What we found out is that during the Manhattan Project, there needed to be a way to disguise the location of where these three plants were. When you look at the old maps of the reservation, you will always find that they had a tilted north arrow, which is unacceptable in geographic or cartography research. The north arrow is always straight, pointing up. The reason is that all the three sites, Y-12, K-25 and X-10 at that time, they had their own projection or coordinate systems. If you did not know the magic conversion, even if you had the map, you could not actually get the latitude and longitude of these places. That’s how people were brought in to create what I call geographic data in disguise. That was one of the defense or security mechanisms.

One of the work that the group has done very successfully over the last three decades – starting last three decades – is we are uniquely recognized across the world for our work in understanding global population distribution and dynamics. Where do people live and where, how people move on the landscape for a variety of reasons, after disasters, for geopolitical unrest. Even things like transportation on a daily scale, how people move within a city, because the movement of people actually drives our need for energy. If we didn’t move or if everybody stayed home, we would not have the societal challenges like congestion and pollution. Life would be very simple.

You know, historically, the reason Oak Ridge became a focal point of population research is because of a requirement from the Nuclear Regulatory Commission that stipulates all facilities with nuclear material to understand in the decadal census years how many people live within fifty miles of these facilities. Across the nation. Anywhere you have a nuclear reactor, for example, in universities, they have to do this as well. When we did not have geographic information systems or software that allows us to do this almost on our phone today, it was a big scientific experiment. People had to get a lot of data together and come up with a map that showed where people lived or how many people might be. This was done usually through census data. From that type of research, eventually it turned out that we could actually understand a lot about how this planet is populated.

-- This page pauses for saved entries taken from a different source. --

PR #860, opened 2020-04-02
world-presenter-enhancements

demarey:
remove useless method

### DIFF
--- a/src/Spec2-Adapters-Morphic/SpMorphicWorldAdapter.class.st
+++ b/src/Spec2-Adapters-Morphic/SpMorphicWorldAdapter.class.st
@@ -25,3 +25,10 @@ SpMorphicWorldAdapter >> buildWidget [
 SpMorphicWorldAdapter >> centered [
 	"Do nothing. I will fill the full world"
 ]
+
+{ #category : #accessing }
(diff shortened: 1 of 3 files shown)


src/Spec2-Adapters-Morphic/SpMorphicWorldAdapter.class.st
```diff
@@ -19,9 +19,26 @@ SpMorphicWorldAdapter >> addPresenterIn: widgetToBuild withSpecLayout: aSpec [
 SpMorphicWorldAdapter >> buildWidget [
 
 	^ self presenter currentWorld 
+		borderColor: self theme backgroundColor;
+		borderWidth: 4;
```
estebanlm, line 23: this should be done through a style, I think?

estebanlm: still, I can accept it because this is too morphic specific. Tell me if it is too hard.

demarey: yes, really morphic specific. Also, I do not see any use of border in the style nor how to use colors from the theme. Let's go fast for this time. We will review that with gtk backend

PR #861, opened 2020-04-06
add methods and tests to interact on  toolbar toggle button state change

demarey:


demarey:
forget this PR. I will do a new one

PR #428, opened 2022-06-26
Review tc transition

llunaCreixent:
I'm reviewing the TC transition and found some things:
- The following text includes a slash that can be confused with a minus symbol because there are digits in the text too. I find it more clear if we use parenthesis. `you will now receive 1 CRC an hour - 24 a day.`
- Corrected a typo: `bordes` -> `borders`

### DIFF
--- a/locales/en.json
+++ b/locales/en.json
@@ -374,7 +374,7 @@
   },
   "TutorialTransition": {
     "slideBody11": "The issuance rate of CRC will increase. Instead of 8 CRC a day, you will now receive 1 CRC an hour (24 CRC a day).",
-    "slideBody12": "With the current changes, Circles users worldwide can share the same value of 1 CRC = 1 hour. This helps to keep the value of UBI more stable across bordes.",
+    "slideBody12": "With the current changes, Circles users worldwide can share the same value of 1 CRC = 1 hour. This helps to keep the value of UBI more stable across borders.",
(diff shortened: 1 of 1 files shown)


llunaCreixent:
Also there is a incoherence in the numbers when:
1. I transfer 10 CRC to someone.
2. Then I see in activity log: "you sent 9.99"

Is this because the rounding is causing the mistake?

mikozet (approved):

mikozet:
> Also there is a incoherence in the numbers when:
> 
> 1. I transfer 10 CRC to someone.
> 2. Then I see in activity log: "you sent 9.99"
> 
> Is this because the rounding is causing the mistake?

I noticed the same ...
It looks like in activity log it always show 0.01 Circles less? as one of my transfers was for 10 Circles and the other for 5.34...

Zrzut ekranu 2022-06-27 o 07 11 25

Is it a potential issue @louilinn , @houndbee ?

louilinn (approved):
Thanks! Removing typos :)

louilinn:
> > Also there is a incoherence in the numbers when:
> > 
> > 1. I transfer 10 CRC to someone.
> > 2. Then I see in activity log: "you sent 9.99"
> > 
> > Is this because the rounding is causing the mistake?
> 
> I noticed the same ... It looks like in activity log it always show 0.01 Circles less? as one of my transfers was for 10 Circles and the other for 5.34...
> 
> Zrzut ekranu 2022-06-27 o 07 11 25
> 
> Is it a potential issue @louilinn , @houndbee ?

Thank you for this! We will create an issue and fix after the release today

PR #432, opened 2022-06-27
Round values in activity log mathematically instead of always rounding down

### LINKED ISSUE #429: Fix rounding decimals in displayed TimeCircles
It looks like in activity log it always show 0.01 Circles less than what I expect to see.
Example:

1. I transfer 10 CRC to someone.
2. Then I see in activity log: "you sent 9.99"

In this image you can see how one of the transfers was for 10 Circles and the other for 5.34:

Zrzut ekranu 2022-06-27 o 07 11 25

louilinn:
Closes #429

### DIFF
--- a/src/services/activity.js
+++ b/src/services/activity.js
@@ -149,7 +149,7 @@ export function formatMessage({
   // Check if find a value in the data (during transfers)
   if ('value' in dataCopy) {
     // Convert the value according to its denominator
-    const valueInCircles = formatCirclesValue(dataCopy.value, date);
+    const valueInCircles = formatCirclesValue(dataCopy.value, date, 2, false);
     dataCopy.denominator = 'Circles';
     dataCopy.value = valueInCircles;
   }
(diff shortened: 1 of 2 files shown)


louilinn:
Before
Screenshot from 2022-06-27 15-19-42
After
Screenshot from 2022-06-27 15-19-34

mikozet:
Do we want to show numbers after decimals?  Currently they are not visible in Activity tab

Zrzut ekranu 2022-06-27 o 15 54 09

louilinn:
> Do we want to show numbers after decimals? Currently they are not visible in Activity tab
> 

When the decimals are .00 js gets no decimals in the string to the roundDown method and by this logic:
```
 if (!decimals) {
    return wholeNumber;
}
```
(from line 8 in format.js)
No decimals are shown for numbers that are exact.
This logic is the same as before. I have not changed it.
See this PR: https://github.com/CirclesUBI/circles-myxogastria/pull/407/files#diff-f1a32ed68bf600a98bd0303b21cc711f7171e3118146f0de2718780ad45bd8ae

mikozet (approved):

llunaCreixent:
But I expect to see 2 decimals in the activity log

It’s a very interesting problem, and it provides sort of the backdrop of why satellites became so important. If you think about the world’s seven and a half billion people and you make families of four, which is about a standard assumption of a household, two parents and two kids, and you give each family about a quarter of an acre, which is quite a bit of space in the global standard, you can fit every family in Alaska and still have 10,000 square miles left. If you give each family about an eighth of an acre, which is a little over 5,000 square feet, which is pretty luxurious space in the global standard, you can still fit everybody in Texas and Oklahoma without stacking people up.

The challenge is that there is enough space on this planet and people are not concentrated, so they are distributed. When you are trying to understand where people are, it’s really looking for a needle in a haystack, because only two to three percent of the land surface is actually populated by humans. The amazing thing that we found out is that when you have satellites and they are taking pictures every, you know, all the time at unprecedented frequency, you can see a lot. You can see a lot much better. Now we have pictures that are a meter or half a meter resolution, so you can see very detailed features on this landscape. Finding those is a very important scientific challenge.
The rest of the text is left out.